If you’ve heard about the new Direct Lake mode for Power BI datasets in Fabric you’ll know that it gives you the query performance of Import mode (well, almost) without the need to actually import any data. Direct Lake datasets can be refreshed though – in fact, they refresh automatically by default – and if you look at the dataset’s Refresh History you’ll see there’s a Direct Lake section which sometimes shows errors:
Also, if you look at a custom dataset’s Settings page (although not yet for a default dataset) you’ll see some properties to control refresh too:
So what does it actually mean to refresh a Direct Lake dataset if it doesn’t involve loading data into the dataset?
The section on Direct Lake refresh in the Fabric docs has the following information:
Invoking a refresh for a Direct Lake dataset is a low cost operation where the dataset analyzes the metadata of the latest version of the Delta Lake table and is updated to reference the latest files in the OneLake.

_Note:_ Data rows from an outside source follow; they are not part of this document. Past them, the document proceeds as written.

PR #6848, opened 2023-04-14
feat(image): Update image service config to allow passing settings to the service

Princesseuh:
## Changes

Certain image services need a separate config, this is applicable for both remote and local image services. For instance, you might want a setting to restrict the remote patterns supported. Or for remote services, maybe your service only support a certain amount of widths and heights, or you can set defaults etc etc.

It looks like this:
```ts
export default defineConfig({
  experimental: {
    assets: true,
  },
  image: {
    service: { entrypoint: "./src/imageService.ts", config: {widths: [300, 600]}}
  },
});
```

and the settings are passed to all the hooks as a second parameter:
```ts
const service: ExternalImageService = {
  validateOptions(options, serviceOptions) {
  	if (!serviceOptions.widths.includes(options.width)) {
  		throw new Error("Specified width is not currently present in your service config")
  	}
  }
}
```

---

Since we have a new shape, I also added utilities functions to `astro/assets` to set the service:

```ts
import { squooshImageService } from "astro/assets/;

export default defineConfig({
  experimental: {
    assets: true,
  },
  image: {
    service: squooshImageService()
  },
});
```

## Testing

Added a test

## Docs

https://github.com/withastro/docs/pull/3096


packages/astro/src/@types/astro.ts
```diff
@@ -746,26 +752,26 @@ export interface AstroUserConfig {
 		/**
 		 * @docs
 		 * @name image.service (Experimental)
-		 * @type {'astro/assets/services/sharp' | 'astro/assets/services/squoosh' | string}
-		 * @default `'astro/assets/services/squoosh'`
+		 * @type {{entrypoint: 'astro/assets/services/sharp' | 'astro/assets/services/squoosh' | string, config: Record<string, any>}}
+		 * @default `{entrypoint: 'astro/assets/services/squoosh', config?: {}}`
 		 * @version 2.1.0
```
sarah11918, line 757: I'm just curious because I don't know: Do we need to worry about updating the version number here since this specific configuration will only be appropriate for 2.3.x? (Even though `image.service` itself was added in 2.1.0?)

Are we at all worried about this being misleading for someone who happens to be on a slightly older version of Astro before this update to the image service config?

packages/astro/src/assets/index.ts
```diff
@@ -1,5 +1,21 @@
...
 export { imageMetadata } from './utils/metadata.js';
+
+export function getSharpImageService(): ImageServiceConfig {
+	return {
+		entrypoint: 'astro/assets/services/sharp',
+		config: {},
+	};
+}
+
+export function getSquooshImageService(): ImageServiceConfig {
```
bluwy, line 16: I'd maybe lean into removing the `get` so it's only `sharpImageService` and `squooshImageService`, as I'd imagine third-party image service would've omitted the `get` too in their API, e.g. `cloudinaryImageService`. But curious to hear other opinions too.

bluwy (approved):
The general implementation looks good to me

PR #6950, opened 2023-04-30
Update base.json

MrHBS:
Just small stylistic edit if you agree

## Changes

- What does this change?


bluwy:
`ESNext` is actually more accurate as defined by https://json.schemastore.org/tsconfig

PR #6952, opened 2023-05-01
fix: fix sharp semver range to allow for 0.32.0

Princesseuh:
## Changes

Semver range for Sharp didn't allow Sharp's latest version. This fixes that. 

This PR additionally updates our code to Sharp's 0.32.0, which removes the need for `@types/sharp`

## Testing

N/A

## Docs

N/A

### DIFF
--- a/packages/astro/package.json
+++ b/packages/astro/package.json
@@ -201,7 +201,7 @@
     "unified": "^10.1.2"
   },
   "peerDependencies": {
-    "sharp": ">=0.32.0"
+    "sharp": ">=0.31.0"
   },
   "peerDependenciesMeta": {
     "sharp": {
--- a/packages/astro/package.json
+++ b/packages/astro/package.json
@@ -181,7 +181,6 @@
     "@types/rimraf": "^3.0.2",
     "@types/send": "^0.17.1",
     "@types/server-destroy": "^1.0.1",
-    "@types/sharp": "^0.31.1",
     "@types/unist": "^2.0.6",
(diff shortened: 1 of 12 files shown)


matthewp (approved):

packages/astro/package.json
```diff
@@ -196,13 +195,13 @@
...
     "sass": "^1.52.2",
-    "sharp": "^0.31.3",
+    "sharp": "^0.32.1",
     "srcset-parse": "^1.1.0",
     "undici": "^5.22.0",
     "unified": "^10.1.2"
   },
   "peerDependencies": {
-    "sharp": "^0.31.3"
+    "sharp": ">=0.32.0"
```
bluwy, line 204: Isn't bumping the peer dep version a breaking change? Unless we keep it `>=0.31.3`

Princesseuh: Sharp has a bit of a weird relationship with versions, it doesn't really follow semver nor does it changes its API (and either way, is very unlikely to affect us since we only use the very very basic options, users don't have direct access to sharp)

bluwy: The issue is that when the user installs the new version of Astro, the package manager would then warn about the version mismatch, even though it will still work. IIRC some package managers would error out entirely too. So I think we could keep the version to avoid that.

Princesseuh: ah, yeah that's annoying. Will revert to >=0.31.0 then

bluwy (approved):

PR #6956, opened 2023-05-01
Make prerendering decision based on `PageBuildData` instead of `BuildInternals`

lilnasy:
Integration developers might expect to able to control prerendering behavior by mutating PageBuildData.route.prerender in the `'astro:build:setup'` hook. However, the decision to prerender is currently made by inspecting BuildInternals.

This PR changes where various parts of the build pipeline look to decide if a page should be prerendered. They now exclusively consider PageBuildData, allowing integrations to participate in the decision.

### DIFF
--- a/.changeset/popular-bats-pump.md
+++ b/.changeset/popular-bats-pump.md
@@ -1,0 +1,5 @@
+---
+'astro': patch
+---
+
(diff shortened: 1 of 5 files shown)


matthewp:
Merged as this all seems right to me. Would want to avoid documenting this however until we have a test where an integration mutates `route.prerender`.

lilnasy:
@matthewp tests implemented here #6957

Let’s see what this means using a simple example. I built a Dataflow Gen2 that loads a single row of data into a table in a Fabric Lakehouse with two columns: one called Sales that always contains the value 1 and one called LoadDate that contains the date and time the dataflow ran:
I ran the dataflow once to load a row of data into a table called MyTable in a Lakehouse:
I then built a custom dataset (because I want to change those refresh options mentioned above) consisting of just this table, and finally a report showing the contents of the table in the dataset:
I then connected SQL Server Profiler to the custom dataset via the XMLA Endpoint and started a trace to capture the Command Begin/End and Progress Report Begin/End events, and refreshed the dataflow (and only the dataflow) to load another row of data into the Lakehouse. Soon after the dataflow refresh finished, the Profiler trace showed a dataset refresh started automatically:
Refreshing the report showed the second row that had just been loaded:
This shows that, with the default settings, a Direct Lake dataset is automatically refreshed when data is loaded into a Lakehouse.
I then went to the Settings pane for the dataset and turned off the “Keep your Direct Lake data up to date” property:
I then ran the dataflow again and this time the Profiler trace showed that no automatic refresh took place; the new row was not shown in the report either. Manually refreshing the dataset from the workspace did result in the new row appearing in the report:
Next, I used a Notebook to delete all the rows from the table:
At this point the report still showed the three rows displayed in the previous screenshot. Finally, I refreshed the dataset one more time and all the data disappeared from the report:
It’s important to stress that the reason that the refresh is needed to show the latest data in the table is not because the data is being loaded into the dataset. It’s because, as the docs say, refresh tells the dataset to look at the latest version of the data in the table – which leads on to the whole topic of time travel in Delta tables in Fabric. Dennes Torres has a nice blog post on this subject here which is a great place to start.
Why would you ever want to refresh a Direct Lake dataset manually? Again, the docs have the answer:
You may want to disable [refresh] if, for example, you need to allow completion of data preparation jobs before exposing any new data to consumers of the dataset.
So, let’s say you need to load some new data to your table and also delete or update some data that’s already there and this needs to be done as several separate jobs. It’s very likely that you don’t want your Power BI reports to show any of the new data until all of these jobs have been completed, so to do this you will want to disable automatic refresh and do a manual dataset refresh as the last step of your ETL.